5.主体的な進路選択を支えるキャリア形成支援

近年は、採用活動の早期化やインターンシップの拡大、学内外の就職支援サービスの充実により、学生が利用できる情報や機会が大きく広がっています。一方で、選択肢が増える中で、「何から始めればよいか分からない」「一人で進めることに不安がある」と感じる学生も少なくありません。こうした状況を踏まえ、本学では、学生が自分に合った支援を選び、次の行動につなげられるよう、支援のあり方を見直してきました。

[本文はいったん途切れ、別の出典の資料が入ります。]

PR #209, opened 2018-08-07
Added community statistics

xoriole:
Added community statistics

### DIFF
--- a/ipv8/deprecated/community.py
+++ b/ipv8/deprecated/community.py
@@ -7,16 +7,15 @@ Community instance.
 @organization: Technical University Delft
 @contact: dispersy@frayja.com
 """
+import sys
 from random import choice, random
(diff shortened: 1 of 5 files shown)


ipv8/deprecated/community.py
```diff
@@ -105,6 +105,20 @@ def __init__(self, my_peer, endpoint, network):
             chr(235): "missing-last-message"
         }
 
+    def get_prefix(self):
+        return self._prefix
+
+    def enable_statistics(self, enable):
```
qstokkink: This should be on the IPv8 level, not on the community. Please remove the changes from `community.py` and instead intialize your endpoint with the IPv8 instance. For example:

```python
if enable_statistics:
    self.endpoint = StatisticsEndpoint(self, self.endpoint)
```

PR #210, opened 2018-08-08
Use new key in whitewashing attack

qstokkink:
The existing whitewashing attack was not good enough: Trustchain detected it as double spending. It turns out we need an entirely new key to subvert the detection mechanism. Good for Trustchain, bad for the attacker.


devos50:
I think I'm missing some context here. What 'existing whitewashing' attack do you mean?

qstokkink:
@devos50 the REST API exposes a call to perform a whitewashing attack on the system (called `drop_identity`). This is used for testing. However, the current implementation still gets flagged by Trustchain as a double spend, even though the server has removed the blocks as well, through the random block propagation in the network. To do the attack properly the user needs an entirely new key.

具体的には、コロナ禍以降、対面とオンラインを組み合わせたハイブリッド型の支援を基盤に、進路・就職ガイダンス、企業説明会、模擬面接、エントリーシート作成支援などを実施してきました。また、電話等による状況確認を通じて、学生一人ひとりの進路状況を把握し、必要なサポートにつなげる体制も整えています。全体ガイダンスでは就職活動の全体像を示し、その後の個別説明会や動画配信を通じて、学生が自分に必要な準備や次の行動に進めるよう支援しています。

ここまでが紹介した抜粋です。